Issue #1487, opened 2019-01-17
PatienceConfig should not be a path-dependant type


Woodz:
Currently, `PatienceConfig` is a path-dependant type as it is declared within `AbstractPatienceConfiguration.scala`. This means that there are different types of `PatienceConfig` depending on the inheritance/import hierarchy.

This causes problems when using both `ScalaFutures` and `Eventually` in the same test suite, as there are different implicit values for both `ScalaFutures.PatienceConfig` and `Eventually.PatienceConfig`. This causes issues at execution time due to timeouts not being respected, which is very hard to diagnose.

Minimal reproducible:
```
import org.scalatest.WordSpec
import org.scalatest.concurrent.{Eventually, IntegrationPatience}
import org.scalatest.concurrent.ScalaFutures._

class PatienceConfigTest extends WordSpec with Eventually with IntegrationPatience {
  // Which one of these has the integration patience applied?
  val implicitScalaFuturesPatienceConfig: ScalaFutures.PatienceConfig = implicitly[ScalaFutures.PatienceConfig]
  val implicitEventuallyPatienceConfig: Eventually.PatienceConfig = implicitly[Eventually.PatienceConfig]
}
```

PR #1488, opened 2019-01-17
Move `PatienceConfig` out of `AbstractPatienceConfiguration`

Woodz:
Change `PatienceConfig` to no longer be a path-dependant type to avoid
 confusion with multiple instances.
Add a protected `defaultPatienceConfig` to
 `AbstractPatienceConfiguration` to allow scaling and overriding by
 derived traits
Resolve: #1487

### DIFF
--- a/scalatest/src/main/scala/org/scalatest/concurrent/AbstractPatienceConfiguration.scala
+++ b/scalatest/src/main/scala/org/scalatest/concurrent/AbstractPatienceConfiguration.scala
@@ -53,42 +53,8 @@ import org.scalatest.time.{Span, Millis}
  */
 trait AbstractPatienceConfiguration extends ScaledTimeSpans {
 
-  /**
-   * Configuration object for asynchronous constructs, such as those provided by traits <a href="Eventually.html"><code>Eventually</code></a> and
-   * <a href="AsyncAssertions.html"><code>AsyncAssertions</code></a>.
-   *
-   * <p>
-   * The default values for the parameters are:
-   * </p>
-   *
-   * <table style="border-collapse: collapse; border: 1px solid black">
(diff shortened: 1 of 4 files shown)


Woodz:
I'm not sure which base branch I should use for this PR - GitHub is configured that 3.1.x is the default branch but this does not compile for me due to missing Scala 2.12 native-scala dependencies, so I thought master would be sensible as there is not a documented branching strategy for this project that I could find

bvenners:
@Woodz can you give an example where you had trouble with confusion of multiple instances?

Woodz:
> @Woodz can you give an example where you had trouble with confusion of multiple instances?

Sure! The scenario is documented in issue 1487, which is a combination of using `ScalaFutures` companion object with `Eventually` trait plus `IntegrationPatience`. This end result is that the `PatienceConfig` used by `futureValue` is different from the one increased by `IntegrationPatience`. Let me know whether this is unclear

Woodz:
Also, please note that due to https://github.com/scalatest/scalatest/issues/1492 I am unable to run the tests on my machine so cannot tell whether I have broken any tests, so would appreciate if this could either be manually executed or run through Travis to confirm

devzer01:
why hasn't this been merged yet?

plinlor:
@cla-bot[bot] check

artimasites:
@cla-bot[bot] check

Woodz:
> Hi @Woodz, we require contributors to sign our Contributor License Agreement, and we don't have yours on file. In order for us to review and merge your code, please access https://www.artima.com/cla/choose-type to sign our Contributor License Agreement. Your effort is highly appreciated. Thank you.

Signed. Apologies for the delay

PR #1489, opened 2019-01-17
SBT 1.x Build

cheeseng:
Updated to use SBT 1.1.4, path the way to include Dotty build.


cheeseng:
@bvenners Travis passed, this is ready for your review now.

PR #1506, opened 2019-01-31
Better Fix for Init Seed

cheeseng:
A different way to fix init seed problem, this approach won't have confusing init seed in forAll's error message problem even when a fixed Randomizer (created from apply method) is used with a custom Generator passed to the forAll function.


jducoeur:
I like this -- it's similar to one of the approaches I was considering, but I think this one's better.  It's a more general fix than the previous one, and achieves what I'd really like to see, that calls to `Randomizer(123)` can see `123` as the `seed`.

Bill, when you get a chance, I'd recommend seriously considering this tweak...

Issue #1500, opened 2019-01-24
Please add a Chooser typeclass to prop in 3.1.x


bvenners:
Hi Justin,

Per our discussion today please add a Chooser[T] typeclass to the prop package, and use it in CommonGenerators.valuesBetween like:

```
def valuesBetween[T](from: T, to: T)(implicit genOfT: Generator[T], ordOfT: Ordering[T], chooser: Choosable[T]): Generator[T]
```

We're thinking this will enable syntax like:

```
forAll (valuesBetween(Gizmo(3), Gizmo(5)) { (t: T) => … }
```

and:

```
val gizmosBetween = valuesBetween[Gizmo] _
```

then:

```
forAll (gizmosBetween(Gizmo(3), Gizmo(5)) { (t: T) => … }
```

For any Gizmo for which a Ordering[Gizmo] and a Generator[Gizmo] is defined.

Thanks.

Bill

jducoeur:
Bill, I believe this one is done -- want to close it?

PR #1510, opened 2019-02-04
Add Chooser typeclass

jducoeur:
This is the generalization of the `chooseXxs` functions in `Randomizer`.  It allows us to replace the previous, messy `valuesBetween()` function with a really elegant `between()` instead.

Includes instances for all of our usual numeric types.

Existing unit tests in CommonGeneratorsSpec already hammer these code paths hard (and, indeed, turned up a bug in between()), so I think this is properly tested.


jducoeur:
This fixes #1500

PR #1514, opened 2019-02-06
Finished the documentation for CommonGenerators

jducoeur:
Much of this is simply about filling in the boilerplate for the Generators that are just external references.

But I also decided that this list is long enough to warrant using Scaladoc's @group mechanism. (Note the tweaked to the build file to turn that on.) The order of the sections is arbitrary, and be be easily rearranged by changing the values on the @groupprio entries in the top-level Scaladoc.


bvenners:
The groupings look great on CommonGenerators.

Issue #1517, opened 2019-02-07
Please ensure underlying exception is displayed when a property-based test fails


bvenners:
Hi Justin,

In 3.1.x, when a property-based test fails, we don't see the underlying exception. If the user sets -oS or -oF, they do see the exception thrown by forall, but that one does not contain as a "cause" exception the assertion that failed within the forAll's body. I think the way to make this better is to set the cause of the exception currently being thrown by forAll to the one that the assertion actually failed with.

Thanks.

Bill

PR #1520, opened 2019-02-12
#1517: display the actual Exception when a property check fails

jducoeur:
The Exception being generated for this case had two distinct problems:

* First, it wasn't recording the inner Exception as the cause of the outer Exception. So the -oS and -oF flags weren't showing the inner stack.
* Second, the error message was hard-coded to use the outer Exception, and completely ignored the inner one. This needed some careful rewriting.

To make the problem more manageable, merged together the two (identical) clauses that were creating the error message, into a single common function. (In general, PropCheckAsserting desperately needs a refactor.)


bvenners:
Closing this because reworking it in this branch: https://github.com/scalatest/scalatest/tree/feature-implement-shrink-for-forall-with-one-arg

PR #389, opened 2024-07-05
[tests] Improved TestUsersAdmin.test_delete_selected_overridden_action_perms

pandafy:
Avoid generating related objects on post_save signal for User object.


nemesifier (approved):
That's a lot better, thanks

· · ·

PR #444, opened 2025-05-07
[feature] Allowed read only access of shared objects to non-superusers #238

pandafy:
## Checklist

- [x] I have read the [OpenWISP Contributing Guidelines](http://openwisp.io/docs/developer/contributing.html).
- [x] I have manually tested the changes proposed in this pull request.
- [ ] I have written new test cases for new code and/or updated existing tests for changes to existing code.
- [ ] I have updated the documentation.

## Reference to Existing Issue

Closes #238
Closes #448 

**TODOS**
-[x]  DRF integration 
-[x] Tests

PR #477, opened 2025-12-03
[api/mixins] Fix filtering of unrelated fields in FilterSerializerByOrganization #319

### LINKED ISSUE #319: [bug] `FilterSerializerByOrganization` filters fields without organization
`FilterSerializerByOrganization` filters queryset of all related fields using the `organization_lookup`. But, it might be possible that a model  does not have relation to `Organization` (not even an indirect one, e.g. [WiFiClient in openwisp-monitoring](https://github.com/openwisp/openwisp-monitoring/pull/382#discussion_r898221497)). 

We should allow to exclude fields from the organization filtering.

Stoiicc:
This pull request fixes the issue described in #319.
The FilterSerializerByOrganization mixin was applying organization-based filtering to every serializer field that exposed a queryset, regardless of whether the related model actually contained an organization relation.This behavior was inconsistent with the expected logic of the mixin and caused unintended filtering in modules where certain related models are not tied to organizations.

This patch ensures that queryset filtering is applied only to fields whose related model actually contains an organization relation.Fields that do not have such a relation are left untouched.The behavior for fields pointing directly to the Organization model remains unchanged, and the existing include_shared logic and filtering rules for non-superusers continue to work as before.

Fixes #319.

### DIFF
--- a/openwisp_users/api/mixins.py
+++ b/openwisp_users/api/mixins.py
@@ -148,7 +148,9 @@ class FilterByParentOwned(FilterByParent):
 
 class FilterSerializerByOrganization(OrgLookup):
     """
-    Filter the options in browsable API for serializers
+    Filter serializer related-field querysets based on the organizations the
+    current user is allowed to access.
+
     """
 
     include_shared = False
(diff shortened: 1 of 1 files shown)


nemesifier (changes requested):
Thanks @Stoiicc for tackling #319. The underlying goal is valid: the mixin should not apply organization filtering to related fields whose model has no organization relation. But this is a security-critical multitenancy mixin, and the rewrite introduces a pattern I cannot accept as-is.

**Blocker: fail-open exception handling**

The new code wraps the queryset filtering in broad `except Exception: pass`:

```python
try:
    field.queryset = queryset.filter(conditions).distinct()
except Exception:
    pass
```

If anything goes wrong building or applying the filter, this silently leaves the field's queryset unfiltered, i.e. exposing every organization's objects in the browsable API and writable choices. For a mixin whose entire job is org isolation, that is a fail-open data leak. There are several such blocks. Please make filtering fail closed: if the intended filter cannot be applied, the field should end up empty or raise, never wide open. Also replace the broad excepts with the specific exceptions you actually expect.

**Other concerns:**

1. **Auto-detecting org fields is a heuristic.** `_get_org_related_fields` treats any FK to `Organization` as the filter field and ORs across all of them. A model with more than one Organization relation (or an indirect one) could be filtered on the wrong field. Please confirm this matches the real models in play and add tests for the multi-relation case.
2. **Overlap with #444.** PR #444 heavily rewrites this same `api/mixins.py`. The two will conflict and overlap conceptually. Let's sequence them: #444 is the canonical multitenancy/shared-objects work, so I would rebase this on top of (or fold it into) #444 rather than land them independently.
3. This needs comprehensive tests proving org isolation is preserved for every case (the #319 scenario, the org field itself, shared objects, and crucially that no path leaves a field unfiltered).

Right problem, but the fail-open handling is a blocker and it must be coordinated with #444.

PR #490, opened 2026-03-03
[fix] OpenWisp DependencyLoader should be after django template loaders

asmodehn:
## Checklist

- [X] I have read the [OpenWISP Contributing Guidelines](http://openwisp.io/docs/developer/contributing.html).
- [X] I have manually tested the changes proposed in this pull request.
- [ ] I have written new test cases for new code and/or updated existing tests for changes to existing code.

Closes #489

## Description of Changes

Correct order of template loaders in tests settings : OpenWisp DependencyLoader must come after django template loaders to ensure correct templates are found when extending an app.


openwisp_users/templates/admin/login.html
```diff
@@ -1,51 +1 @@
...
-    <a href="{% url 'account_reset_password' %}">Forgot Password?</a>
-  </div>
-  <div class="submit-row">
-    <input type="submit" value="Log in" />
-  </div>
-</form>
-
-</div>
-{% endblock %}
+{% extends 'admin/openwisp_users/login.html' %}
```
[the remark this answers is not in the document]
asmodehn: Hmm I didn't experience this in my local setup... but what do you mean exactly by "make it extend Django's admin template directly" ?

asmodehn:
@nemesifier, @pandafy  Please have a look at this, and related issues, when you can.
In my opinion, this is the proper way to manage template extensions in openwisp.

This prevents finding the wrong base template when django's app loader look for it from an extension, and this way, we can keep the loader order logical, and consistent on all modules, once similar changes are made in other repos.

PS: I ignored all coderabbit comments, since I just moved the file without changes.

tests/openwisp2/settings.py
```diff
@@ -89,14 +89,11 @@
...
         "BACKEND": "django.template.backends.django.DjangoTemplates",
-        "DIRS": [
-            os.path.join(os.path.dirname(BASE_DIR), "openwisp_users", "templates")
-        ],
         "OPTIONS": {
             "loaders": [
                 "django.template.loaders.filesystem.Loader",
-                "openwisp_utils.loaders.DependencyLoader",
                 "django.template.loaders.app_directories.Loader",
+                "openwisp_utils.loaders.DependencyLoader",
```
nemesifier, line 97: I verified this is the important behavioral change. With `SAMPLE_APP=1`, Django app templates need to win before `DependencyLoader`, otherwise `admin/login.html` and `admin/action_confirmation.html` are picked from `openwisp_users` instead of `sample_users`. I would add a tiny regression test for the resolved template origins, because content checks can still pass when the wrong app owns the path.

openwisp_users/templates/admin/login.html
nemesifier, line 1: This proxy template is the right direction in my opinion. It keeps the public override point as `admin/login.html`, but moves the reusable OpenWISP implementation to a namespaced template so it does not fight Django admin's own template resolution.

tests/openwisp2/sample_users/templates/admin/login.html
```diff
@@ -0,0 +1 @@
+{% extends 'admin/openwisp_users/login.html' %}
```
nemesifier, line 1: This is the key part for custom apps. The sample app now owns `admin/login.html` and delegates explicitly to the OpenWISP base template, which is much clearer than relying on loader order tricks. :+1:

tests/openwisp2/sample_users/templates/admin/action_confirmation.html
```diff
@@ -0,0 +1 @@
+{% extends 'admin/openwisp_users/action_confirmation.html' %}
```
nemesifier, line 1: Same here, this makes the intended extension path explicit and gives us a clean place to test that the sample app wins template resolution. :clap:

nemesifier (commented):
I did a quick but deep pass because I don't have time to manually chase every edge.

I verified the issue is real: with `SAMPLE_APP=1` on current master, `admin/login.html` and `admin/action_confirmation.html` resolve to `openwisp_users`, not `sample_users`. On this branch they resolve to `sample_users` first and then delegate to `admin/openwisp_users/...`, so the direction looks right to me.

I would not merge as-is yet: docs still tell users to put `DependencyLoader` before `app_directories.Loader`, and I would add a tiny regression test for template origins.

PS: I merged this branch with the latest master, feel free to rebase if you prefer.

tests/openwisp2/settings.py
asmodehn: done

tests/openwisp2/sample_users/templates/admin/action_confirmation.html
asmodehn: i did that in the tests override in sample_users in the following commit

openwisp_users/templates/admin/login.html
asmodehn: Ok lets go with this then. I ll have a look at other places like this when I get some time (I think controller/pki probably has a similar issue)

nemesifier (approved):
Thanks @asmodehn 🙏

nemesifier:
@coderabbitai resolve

· · ·

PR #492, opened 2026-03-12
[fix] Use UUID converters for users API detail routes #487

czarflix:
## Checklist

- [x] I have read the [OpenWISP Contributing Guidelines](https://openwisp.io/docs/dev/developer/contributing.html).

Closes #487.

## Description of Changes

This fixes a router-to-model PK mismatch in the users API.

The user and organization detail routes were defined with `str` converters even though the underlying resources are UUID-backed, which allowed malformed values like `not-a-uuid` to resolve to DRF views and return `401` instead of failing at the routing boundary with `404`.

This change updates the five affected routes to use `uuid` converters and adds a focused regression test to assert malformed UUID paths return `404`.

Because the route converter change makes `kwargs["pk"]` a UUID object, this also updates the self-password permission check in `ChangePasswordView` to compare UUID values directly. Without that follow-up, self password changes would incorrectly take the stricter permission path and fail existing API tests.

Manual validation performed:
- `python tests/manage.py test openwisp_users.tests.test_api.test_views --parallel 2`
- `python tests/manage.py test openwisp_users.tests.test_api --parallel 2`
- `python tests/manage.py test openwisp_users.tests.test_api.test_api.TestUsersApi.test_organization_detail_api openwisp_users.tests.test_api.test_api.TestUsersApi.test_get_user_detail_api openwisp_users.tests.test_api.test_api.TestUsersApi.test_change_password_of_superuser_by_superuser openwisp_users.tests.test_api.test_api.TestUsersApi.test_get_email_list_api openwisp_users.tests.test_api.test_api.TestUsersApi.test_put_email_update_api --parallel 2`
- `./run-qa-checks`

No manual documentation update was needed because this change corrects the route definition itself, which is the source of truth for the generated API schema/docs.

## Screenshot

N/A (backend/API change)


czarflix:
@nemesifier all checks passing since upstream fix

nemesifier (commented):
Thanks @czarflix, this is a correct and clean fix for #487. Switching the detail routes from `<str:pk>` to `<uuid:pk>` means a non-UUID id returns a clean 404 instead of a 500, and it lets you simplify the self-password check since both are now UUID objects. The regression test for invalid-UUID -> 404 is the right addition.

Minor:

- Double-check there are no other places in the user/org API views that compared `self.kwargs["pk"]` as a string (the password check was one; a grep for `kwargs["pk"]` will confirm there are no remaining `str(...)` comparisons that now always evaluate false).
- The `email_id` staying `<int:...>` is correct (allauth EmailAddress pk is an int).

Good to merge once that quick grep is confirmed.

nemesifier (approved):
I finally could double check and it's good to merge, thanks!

· · ·

_Problem_. Scan the listing for the string "trouble" and copy every line that carries it.

_Answer box_.
@Woodz can you give an example where you had trouble with confusion of multiple instances?
> @Woodz can you give an example where you had trouble with confusion of multiple instances?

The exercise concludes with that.